## Stored data
PR #158, opened 2021-02-18
Updates to `hastexo_guacamole_client`

mrtmm:
- Add `hastexo_guacamole_client` requirements
- Refactor `asyncio` task creation logic in `consumers.py` to make things also work with python3.5
- Provide the `stack_protocol` attribute when initializing javascript to _unbreak_ calculating the terminal height correctly
- Implement the `read_only` mode in the websocket consumer instead of having a (possibly editable) switch in javascript code


requirements/base.txt
```diff
@@ -12,6 +12,11 @@ python-heatclient>=1.6.1,<1.7
 python-keystoneclient>=3.17.0,<3.18
 python-novaclient>=7.1.2,<7.2
 tenacity>=6.2
+
+# for hastexo_guacamole_client
 channels>=2.4.0,<3
-pyguacamole>=0.9
+asgiref==3.2.0  # depends on our channels version
+mysqlclient==1.3.14  # keep in sync with edx-platform
+jsonfield2==3.0.3   # keep in sync with edx-platform
```
fghaas, line 20: Any chance we can be a little more lenient here, as in using a sensible combination of `>=` and `<`, so as to not break things if edx decides to up the patch level of one of these?

mrtmm: Sure, I've gone through the release histories and made some assumptions in 589344 for what should not break things for us _now_ but I'll just have try it out.

Changelog.md
```diff
@@ -1,5 +1,7 @@
 Unreleased
 -----------------------------
+* [Bug fix] Refactor asynio task creation logic to also work with
```
fghaas, line 9: Micro-nit: typo. :)

hastexo_guacamole_client/consumers.py
```diff
@@ -69,7 +72,11 @@ async def receive(self, text_data=None, bytes_data=None):
         Handle data received in the WebSocket, send to GuacamoleClient.
         """
         if text_data is not None:
-            self.client.send(text_data)
+            # ignore all 'key' events when set to 'read_only" mode
```
fghaas, line 75: Just checking: do `key` events include mouse clicks? If not, do we want to disable those as well?

fghaas (commented):
Just a thought on this bit:

> How we calculate the terminal height depends on the `stack_protocol` attribute.

We might want to rethink that at some point. Meaning, I'm no longer sure if the default geometry should differ, based on whether we have a terminal (`ssh`) or desktop (`rdp`). But for now, let's preserve the prior behavior.

I have one tiny nit, and a question. Otherwise this looks great to me.

Changelog.md
mrtmm: Thanks, fixed.

hastexo_guacamole_client/consumers.py
mrtmm: Disabled mouse events as well now.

## What to work on
Find the lines in the records that contain the word "platform", then copy every one of them.

## Output
+mysqlclient==1.3.14  # keep in sync with edx-platform
+jsonfield2==3.0.3   # keep in sync with edx-platform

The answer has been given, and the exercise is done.